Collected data
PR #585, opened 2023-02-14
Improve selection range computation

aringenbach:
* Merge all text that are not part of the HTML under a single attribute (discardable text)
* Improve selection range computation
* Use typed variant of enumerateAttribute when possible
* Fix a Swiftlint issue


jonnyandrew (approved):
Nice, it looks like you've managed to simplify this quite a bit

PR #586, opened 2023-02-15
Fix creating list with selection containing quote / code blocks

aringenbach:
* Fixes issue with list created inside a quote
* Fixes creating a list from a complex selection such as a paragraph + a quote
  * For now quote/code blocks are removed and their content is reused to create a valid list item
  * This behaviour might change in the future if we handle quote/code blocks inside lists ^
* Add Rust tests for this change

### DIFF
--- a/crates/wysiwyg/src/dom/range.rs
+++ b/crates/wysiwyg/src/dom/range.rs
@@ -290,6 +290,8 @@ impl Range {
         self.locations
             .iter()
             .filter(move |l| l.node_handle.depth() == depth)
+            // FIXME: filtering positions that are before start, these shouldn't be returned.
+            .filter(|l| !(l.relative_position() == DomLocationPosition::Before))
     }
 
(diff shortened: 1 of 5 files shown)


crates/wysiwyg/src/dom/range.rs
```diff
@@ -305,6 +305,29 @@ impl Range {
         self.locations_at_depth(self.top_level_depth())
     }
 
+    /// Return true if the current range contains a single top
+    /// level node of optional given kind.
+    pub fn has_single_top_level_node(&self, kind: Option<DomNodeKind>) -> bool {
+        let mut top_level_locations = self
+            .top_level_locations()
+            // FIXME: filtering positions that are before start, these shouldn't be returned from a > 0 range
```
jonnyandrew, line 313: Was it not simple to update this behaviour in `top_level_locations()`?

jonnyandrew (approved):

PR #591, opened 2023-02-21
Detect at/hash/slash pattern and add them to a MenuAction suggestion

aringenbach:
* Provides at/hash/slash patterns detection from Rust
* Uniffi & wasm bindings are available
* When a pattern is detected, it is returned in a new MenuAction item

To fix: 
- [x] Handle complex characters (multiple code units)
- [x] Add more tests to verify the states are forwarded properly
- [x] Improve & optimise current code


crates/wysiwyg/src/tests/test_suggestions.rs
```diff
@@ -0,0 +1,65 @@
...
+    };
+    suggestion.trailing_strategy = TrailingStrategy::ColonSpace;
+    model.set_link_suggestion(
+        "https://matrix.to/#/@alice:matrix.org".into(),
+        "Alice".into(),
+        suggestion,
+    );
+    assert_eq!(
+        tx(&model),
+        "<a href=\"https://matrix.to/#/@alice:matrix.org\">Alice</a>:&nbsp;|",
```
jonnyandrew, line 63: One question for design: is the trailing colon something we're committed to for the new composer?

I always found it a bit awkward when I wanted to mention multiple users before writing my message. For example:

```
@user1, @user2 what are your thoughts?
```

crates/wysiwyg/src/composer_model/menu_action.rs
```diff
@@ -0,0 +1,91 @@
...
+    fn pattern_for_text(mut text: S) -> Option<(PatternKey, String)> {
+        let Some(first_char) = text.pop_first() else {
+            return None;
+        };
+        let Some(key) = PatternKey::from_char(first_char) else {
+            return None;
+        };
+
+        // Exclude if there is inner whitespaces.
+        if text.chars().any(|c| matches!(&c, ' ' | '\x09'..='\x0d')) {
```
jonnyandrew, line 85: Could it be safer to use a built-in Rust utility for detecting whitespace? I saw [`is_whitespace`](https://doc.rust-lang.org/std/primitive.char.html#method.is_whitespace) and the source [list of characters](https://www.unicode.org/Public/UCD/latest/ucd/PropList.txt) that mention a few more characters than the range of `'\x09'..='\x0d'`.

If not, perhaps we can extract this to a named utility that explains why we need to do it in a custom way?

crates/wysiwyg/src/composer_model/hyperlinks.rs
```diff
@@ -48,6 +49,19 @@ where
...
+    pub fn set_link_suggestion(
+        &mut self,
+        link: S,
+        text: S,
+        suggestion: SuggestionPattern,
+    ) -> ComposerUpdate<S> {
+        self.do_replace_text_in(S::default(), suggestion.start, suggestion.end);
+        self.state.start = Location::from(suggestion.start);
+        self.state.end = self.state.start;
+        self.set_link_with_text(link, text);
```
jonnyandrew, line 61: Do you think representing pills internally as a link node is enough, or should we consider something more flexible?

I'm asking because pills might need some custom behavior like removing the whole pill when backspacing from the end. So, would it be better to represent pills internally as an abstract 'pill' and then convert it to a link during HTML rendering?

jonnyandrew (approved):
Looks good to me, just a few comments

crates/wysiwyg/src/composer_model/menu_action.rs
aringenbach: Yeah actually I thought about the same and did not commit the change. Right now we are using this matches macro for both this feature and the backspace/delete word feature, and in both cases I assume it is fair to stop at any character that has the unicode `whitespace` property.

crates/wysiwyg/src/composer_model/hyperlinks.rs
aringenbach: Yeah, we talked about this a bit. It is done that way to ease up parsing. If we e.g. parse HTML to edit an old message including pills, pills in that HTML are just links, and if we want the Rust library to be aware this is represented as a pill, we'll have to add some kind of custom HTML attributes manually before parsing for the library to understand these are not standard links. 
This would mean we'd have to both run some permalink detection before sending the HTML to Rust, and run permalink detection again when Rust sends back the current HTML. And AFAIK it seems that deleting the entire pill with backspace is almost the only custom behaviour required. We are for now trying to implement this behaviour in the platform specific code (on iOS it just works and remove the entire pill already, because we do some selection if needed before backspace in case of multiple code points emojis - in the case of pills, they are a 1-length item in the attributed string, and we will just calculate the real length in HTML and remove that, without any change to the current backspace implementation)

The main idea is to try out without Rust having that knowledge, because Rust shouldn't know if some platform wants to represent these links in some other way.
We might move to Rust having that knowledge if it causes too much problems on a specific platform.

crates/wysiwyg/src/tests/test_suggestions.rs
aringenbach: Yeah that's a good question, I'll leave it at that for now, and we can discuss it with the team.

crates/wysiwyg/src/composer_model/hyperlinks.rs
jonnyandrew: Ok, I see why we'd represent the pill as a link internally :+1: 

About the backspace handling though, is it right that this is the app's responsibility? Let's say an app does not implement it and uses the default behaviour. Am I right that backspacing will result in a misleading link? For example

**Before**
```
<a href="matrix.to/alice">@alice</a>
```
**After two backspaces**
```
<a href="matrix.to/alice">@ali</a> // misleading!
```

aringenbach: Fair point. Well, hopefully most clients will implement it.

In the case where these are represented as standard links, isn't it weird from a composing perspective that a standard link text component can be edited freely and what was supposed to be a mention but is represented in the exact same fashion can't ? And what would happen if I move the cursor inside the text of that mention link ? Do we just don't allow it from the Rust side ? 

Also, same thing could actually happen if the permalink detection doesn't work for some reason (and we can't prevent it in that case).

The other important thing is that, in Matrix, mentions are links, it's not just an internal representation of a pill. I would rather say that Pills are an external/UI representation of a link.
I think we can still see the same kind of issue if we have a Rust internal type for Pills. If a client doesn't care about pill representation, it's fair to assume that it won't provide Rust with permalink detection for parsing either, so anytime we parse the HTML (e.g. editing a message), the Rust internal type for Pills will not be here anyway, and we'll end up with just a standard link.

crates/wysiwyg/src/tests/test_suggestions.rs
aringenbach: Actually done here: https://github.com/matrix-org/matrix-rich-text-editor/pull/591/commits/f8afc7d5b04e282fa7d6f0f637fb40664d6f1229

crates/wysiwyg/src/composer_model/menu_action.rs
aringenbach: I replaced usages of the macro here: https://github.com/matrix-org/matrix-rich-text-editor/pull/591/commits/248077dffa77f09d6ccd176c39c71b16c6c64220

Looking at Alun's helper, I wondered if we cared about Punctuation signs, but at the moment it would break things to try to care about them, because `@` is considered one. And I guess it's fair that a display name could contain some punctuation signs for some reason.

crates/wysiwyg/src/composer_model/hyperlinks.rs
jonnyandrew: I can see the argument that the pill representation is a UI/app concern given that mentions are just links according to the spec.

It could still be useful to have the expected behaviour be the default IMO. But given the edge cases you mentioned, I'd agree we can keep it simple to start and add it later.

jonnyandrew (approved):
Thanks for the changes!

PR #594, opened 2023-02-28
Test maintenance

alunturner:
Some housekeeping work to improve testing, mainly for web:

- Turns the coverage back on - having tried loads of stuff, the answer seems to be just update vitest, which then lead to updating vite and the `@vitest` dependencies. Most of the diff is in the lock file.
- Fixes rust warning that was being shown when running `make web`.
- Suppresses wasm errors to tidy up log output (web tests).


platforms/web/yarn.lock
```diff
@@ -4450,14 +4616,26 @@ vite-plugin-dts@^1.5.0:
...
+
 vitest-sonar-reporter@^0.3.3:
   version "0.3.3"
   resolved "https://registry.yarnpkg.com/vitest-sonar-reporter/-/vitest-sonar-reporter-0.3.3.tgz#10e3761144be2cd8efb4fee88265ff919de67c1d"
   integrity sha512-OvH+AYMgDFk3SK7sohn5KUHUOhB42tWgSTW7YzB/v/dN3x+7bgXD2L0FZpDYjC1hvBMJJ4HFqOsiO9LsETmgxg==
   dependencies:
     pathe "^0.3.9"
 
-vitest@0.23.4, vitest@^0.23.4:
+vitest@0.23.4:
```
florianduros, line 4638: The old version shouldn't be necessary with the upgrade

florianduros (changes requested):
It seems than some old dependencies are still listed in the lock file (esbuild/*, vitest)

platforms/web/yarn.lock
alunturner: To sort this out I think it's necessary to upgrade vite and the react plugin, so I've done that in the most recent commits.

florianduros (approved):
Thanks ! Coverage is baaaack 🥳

#### Task:
Please report every line in the entries above that holds the string "question".

#### Response:
jonnyandrew, line 63: One question for design: is the trailing colon something we're committed to for the new composer?
aringenbach: Yeah that's a good question, I'll leave it at that for now, and we can discuss it with the team.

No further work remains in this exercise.